━━ Information given

PR #6172, opened 2017-05-05
Make replicated distributions less distinct

bradcray:
This change makes ReplicatedDist behave a lot less "specially" relative to other distributions, primarily by removing operations that implicitly acted on all replicands such as loops and I/O.  In doing so, it resolves test failures that have been occurring since array views went in (PR #5338) which seemed best addressed by "fixing" replicated distributions rather than continuing to wrestle with tests in the historical implementation of ReplicatedDist.

In the new world, most operations will only occur on the local locale's replicand.  The operations that still affect all replicands are:

* creation and destruction of domains and arrays: updates all copies
* setting a domain's indices: updates all copies

So cases that have changed are:

* iterators used to iterate over all indices/elements in all replicands, but now only iterate over the local indices/elements
* numIndices/numElements used to return the number of indices/elements multiplied by the number of replicands but now just returns the number of indices/elements in a single replicand
* printing domains used to print the index set followed by the list of locales that own a replicand; now it just prints the index set
* printing arrays used to print all the replicands, but now just prints the local replicand.

Here are the changes, sorted by file:

* in modules/dists/ReplicatedDist.chpl:
  - implemented the changes as described above
  - updated the documentation
  - introduced helper routines to get the local replicand or generate an error if there isn't one
* in modules/standard/UtilReplicatedVar.chpl:
  - updated example code to avoid assumption that printing would print all copies
* updated test/release/examples/primers/distributions.chpl to reflect the new semantics and generally refresh the descriptions (also added section headers for the rendered form of the file)
* in test/distributions/vass/testReplicated* and test/parallel/forall/vass/ri-4-arrdom.chpl:
  - updated tests to maintain correctness under new semantics
  - replaced wrapper* versions of tests to use comm-none.good and .numlocales instead
* significantly simplified test/distributions/robustness/arithmetic by:
  - removing *.replicated.good files for cases where it no longer differs
  - moving *.default.good files to *.good files and removing PREDIFFs when possible
  - removing CLEANFILES and .gitignore entries for such cases
* updated comm counts in test/distributions/robustness/performance/multilocale
  - some of these changes were primarily due to the array views change which changed the representation of the target locales collection into an associative domain of locales and reflect comm count differences that we've been seeing in nightly testing for some time now.
  - others represent cases where we've improved things by only acting on local copies of the domain/array rather than on all locales' copies as we used to.
  - I'm also realizing very belatedly that the comm counts for the alloc*.chpl performance tests are unstable from run to run so these .good updates will not cause them to start passing.

TODO:
- [x] pass gasnet testing at least once
- [x] get buy-in from team
- [x] code cleanup
- [x] linux64 testing
- [x] gasnet testing
- [ ] add test of "no local replicand" style errors
- [x] why does testReplWrites get a valgrind error on 1 locale?
- [x] clean up printReplicands()
- [x] are we ok with slips in comm counts?
- [x] update documentation
- [x] mpi module OK?
- [ ] hdfs module OK?


mppf:
I looked at the changes to the module code, which looks good to me. I didn't look at the test changes.

bradcray:
@vasslitvinov : Do you have time to give this PR a review as the original author of ReplicatedDist.chpl?  Thanks.

modules/dists/ReplicatedDist.chpl
```diff
@@ -62,79 +59,29 @@ That is, changes to one replicand of an array are never propagated to
...
-
-Note that the above behavior may change in the future. In particular,
-we are considering changing it so that replication is never observable.
-For example, only the local replicand would be accessed in all cases.
+When accessing a replicated domain or array from a locale *not* in the
+set of target locales, an error is reported if bounds-checking is on;
+undefined behavior occurs if it is off.
 
+Otherwise, only the replicand on the current locale is accessed by
+default when performing operations on the domain or array.
```
vasslitvinov: Is "by default" meaningful here? If yes, as a user I'd like to know how to change from the default. If no, let's take that out.

modules/dists/ReplicatedDist.chpl
```diff
@@ -410,31 +366,19 @@ proc ReplicatedDom.dsiGetIndices(): rank * range(idxType,
...
+    yield i;
 }
 
 iter ReplicatedDom.these(param tag: iterKind) where tag == iterKind.leader {
-  coforall locDom in localDoms do
-    on locDom do
-      // there, for simplicity, redirect to DefaultRectangular's leader
-      for follow in locDom.domLocalRep._value.these(tag) do
-        yield follow;
+  // for simplicity, redirect to DefaultRectangular's leader
```
vasslitvinov: "for simplicity" implies that we have other choices, which practically speaking we don't.
Let's remove "for simplicity".

test/release/examples/primers/distributions.chpl
```diff
@@ -240,86 +240,88 @@ verifyID(BA);
 // is replicated onto each locale. (Note: consistency among these
 // array replicands is NOT maintained automatically.)
 //
-// This replication is observable in some cases but not others,
-// as shown below. Note: this behavior may change in the future.
+// This replication is observable in some cases but not others, as
+// shown below.  In places this example uses a utility function,
```
vasslitvinov: We should re-jigger everything in this primer that talks about Replicated. Because really I don't see how the user can observe replication, other than by comparing values on distinct locales. A TODO for the doc-freeze week?

vasslitvinov:
Looks good modulo my feedback.

test/release/examples/primers/distributions.chpl
bradcray: I didn't realize that I'd left this in such a mess.  I think I started to update it and then must've been distracted before finishing (?).  I'm going to refresh it now -- no need to put it off.

bradcray:
@vasslitvinov : I just pushed a refresh of the replicated distribution primer.  Would you mind taking a look to see if it's above your bar?

test/release/examples/primers/distributions.chpl
```diff
@@ -233,98 +238,124 @@ verifyID(BCA);
...
-
+// Replicated
+// ----------
+//
+// The ``ReplicatedDist`` distribution is different from the previous
+// cases: each of the original domain's indices is replicated onto
+// each locale, as are the corresponding array elements.  For example,
+// a domain ``{1..3}`` distributed using ``ReplicatedDist`` will store
+// three indices per locale that the distribution is targeting (by
+// default, all of them).  Similarly, an array declared over that
```
vasslitvinov: "all of them" --> "all locales"

test/release/examples/primers/distributions.chpl
```diff
@@ -233,98 +238,124 @@ verifyID(BCA);
...
-forall ra in RA do
-  ra = here.id;
-
-writeln("Replicated Array Index Map, ", RA.numElements, " elements total");
-writeln(RA);
-writeln();
+// Queries about the size of a replicated domain or array will return
+// the size per locale:
+//
+writeln("Replicated Array Index Map, ", RA.numElements, " elements per locale");
```
vasslitvinov: "Index Map," --> "has"

test/release/examples/primers/distributions.chpl
```diff
@@ -233,98 +238,124 @@ verifyID(BCA);
...
+proc writeReplicands(X) {
+  for loc in Locales {
+    on loc {
+      writeln(loc, ":");
+      writeln(X);
+    }
+  }
+}
+
+writeReplicands(RA);
```
vasslitvinov: Before writeReplicands(), let's insert
```
writeln("Replicated Array Index Map");
```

━━━━

Work order
A single figure is required: the number of lines above in which the word "over" occurs.

Written answer
2